▶ _Try it_: Only the lines holding the word "haven" are wanted; copy each of them from the listing.

....

PR #3481, opened 2020-09-20
Docking: Added DockingSplitterSize to ImGuiStyle Struct

PossiblyAShrub:
I have personally preferred more spacing between my docked windows (ie. a larger docking splitter size) I also have noticed that I am not the only one wishing for this feature (see https://github.com/ocornut/imgui/issues/2109#issuecomment-636401292)

Previously I would simply change the `DOCKING_SPLITTER_SIZE` definition (in `imgui.cpp`), while this did work, it required me to change Dear ImGui source code.

All I've done is add the `DockingSplitterSize` field to the `ImGuiStyle` struct. Then I updated some of the docking code to use this new field. Finally I added a corresponding slider in the style editor. Here's a gif of the result:

5mCqKbswBo

### DIFF
--- a/imgui.cpp
+++ b/imgui.cpp
@@ -978,7 +978,8 @@ ImGuiStyle::ImGuiStyle()
     CurveTessellationTol    = 1.25f;            // Tessellation tolerance when using PathBezierCurveTo() without a specific number of segments. Decrease for highly tessellated curves (higher quality, more polygons), increase to reduce quality.
     CircleSegmentMaxError   = 1.60f;            // Maximum error (in pixels) allowed when using AddCircle()/AddCircleFilled() or drawing rounded corner rectangles with no explicit segment count specified. Decrease for higher quality but more geometry.
 
-    DockingSplitterSize     = 2.0f;             // Thickness of border/padding between docked windows
+    DockingOuterSplitterSize     = 2.0f;             // Thickness of border/padding between docked windows
+    DockingInnerSplitterSize     = 2.0f;             // Thickness of border/padding between docked windows
 
     // Default theme
     ImGui::StyleColorsDark(this);
@@ -13793,7 +13794,7 @@ void ImGui::DockNodeTreeSplit(ImGuiContext* ctx, ImGuiDockNode* parent_node, ImG
     parent_node->VisibleWindow = NULL;
     parent_node->AuthorityForPos = parent_node->AuthorityForSize = ImGuiDataAuthority_DockNode;
 
-    float size_avail = (parent_node->Size[split_axis] - g.Style.DockingSplitterSize);
+    float size_avail = parent_node->Size[split_axis] - g.Style.DockingInnerSplitterSize;
     size_avail = ImMax(size_avail, g.Style.WindowMinSize[split_axis] * 2.0f);
     IM_ASSERT(size_avail > 0.0f); // If you created a node manually with DockBuilderAddNode(), you need to also call DockBuilderSetNodeSize() before splitting.
     child_0->SizeRef = child_1->SizeRef = parent_node->Size;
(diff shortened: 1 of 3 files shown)


mathisloge:
also useful for touch screens

ocornut:
Hello @PossiblyAShrub and thanks for the PR.

The reason I didn't expose this value in style was that various mock-ups I received from users suggested that in some instances we also want an outer-most border using this same spacing value. Currently the way we use that value is for separator/splitter only. The larger we make the value, the more likely it is that a designer/UI/visual person will want outer spacing to follow. 

I haven't dug much further yet but that's the general idea/reason why it's not yet done the way you suggested it.

frink:
> The reason I didn't expose this value in style was that various mock-ups I received from users suggested that in some instances we also want an outer-most border using this same spacing value. Currently the way we use that value is for separator/splitter only.

I'd suggest that we have a separate value for the outer-padding to allow more flexibility.

Now that I think about it, isn't there a way to do outer padding using the existing styling?

PossiblyAShrub:
I've added support for outer padding (in dock spaces only).  I think the extra padding looks quite nice, and helps to decongest everything.

e2uwRdDwsT

Right now I've made a distinction between inner (between windows) and outer (between the dock space and docked windows.) I'm not sure if we want it this way, or perhaps they'd be better combined into one (as a float or ImVec2.)

frink:
> Right now I've made a distinction between inner (between windows) and outer (between the dock space and docked windows.) I'm not sure if we want it this way, or perhaps they'd be better combined into one (as a float or ImVec2.)

Looks beautiful! It's nice to have them separate for beautification's sake. (Most every tiling window manger keeps them separate too - so this convention is standard...) How is the outer padding styled? Can we make it transparent?

ocornut:
cc: @ChristianIvicevic who expressed interested in this too.

ocornut:
Will eventually merge this once I figure out how to configure it for outer vs inner bordering.

FYI NVIDIA Omniverse Kit client is also using thick spacing with a patch similar to this one:
102382588-e43bcc80-3fca-11eb-8792-e565293f0f9f

ocornut:
I have now merged a5aff5fd3 + small amends b79751eb which basically constitute the first commit of your PR.
Mostly this is in order to make the default value scale with `scale.ScaleAllSizes()` generally desirable for high-DPI.

I haven't merged the second commit: there's no handling of outer padding in floating dock node, which I believe might need to be a third exposed value. The main problem is that rendering that for floating dock node is a little more difficult than for dockspaces (where you found a single easy/suitable) change + we may need to clarify which colors are used where, as our attempt at it for dockspaces used WindowBg.

I'll close #2522 and #4721 but leave this open for now. Thanks!

pixtur:
I also spent a lot of time tweaking various style parameters to achieve this until I stumbled over this thread.
On a side note, I was kind of surprised that `WindowPadding` seems only to be used when `WindowBorderSize` is not 0.

ocornut:
> On a side note, I was kind of surprised that WindowPadding seems only to be used when WindowBorderSize is not 0.

That’s not true.

pixtur:
To be honest, answers like this one are the reason why I avoid posting here. It makes me feel stupid.

Anyways. This is how it looks on my side... 

https://github.com/ocornut/imgui/assets/1732545/0524e73e-e384-447e-9149-edd0ddd2714d

pixtur:
To be honest, answers like this one are the reason why I avoid posting here. It makes me feel stupid.

Anyways. This is how it looks on my side...

https://github.com/ocornut/imgui/assets/1732545/c77e9d93-6058-4e73-b1a3-ffd655bd2b95

ocornut:
> To be honest, answers like this one are the reason why I avoid posting here. It makes me feel stupid.

I must apologize. the intent is never to make anyone feel stupid. But we answer many messages and don't always have time to massage them in feedback sandwich, and I tend to try to focus on cold facts. And in fact I happen to be wrong occasionally. In this precise situation: I was the "stupid" (or wrong) one since your statement is actually true at least in the situation which matters to you here.

Only for `BeginChild()`: I thought it relied on ImGuiChildFlags_Border (previously `bool border` param to `BeginChild()` but it specifically checks BorderSize==0.0f to disable WindowPadding by default. So you are correct. But we have a `ImGuiChildFlags_AlwaysUseWindowPadding` flag (previously `ImGuiWindowFlags_AlwaysUseWindowPadding`, perhaps in your older version) to enforce using padding.

In fact I think I should go and make this selection based on `ImGuiChildFlags_Border` "input" rather than the final value of BorderSize.

pixtur:
`ImGuiWindowFlags_AlwaysUseWindowPadding` is precisely what I have missed and it works like a charm (I personally would have expected this to be true by default, though).

I'm sorry for my earlier remark. I had a rough day and was slightly thin skinned. And yes, I should have started a new issue with proper code example instead of writing a comment without any meaningful context.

....

▶ _Final answer_:
I haven't dug much further yet but that's the general idea/reason why it's not yet done the way you suggested it.
I haven't merged the second commit: there's no handling of outer padding in floating dock node, which I believe might need to be a third exposed value. The main problem is that rendering that for floating dock node is a little more difficult than for dockspaces (where you found a single easy/suitable) change + we may need to clarify which colors are used where, as our attempt at it for dockspaces used WindowBg.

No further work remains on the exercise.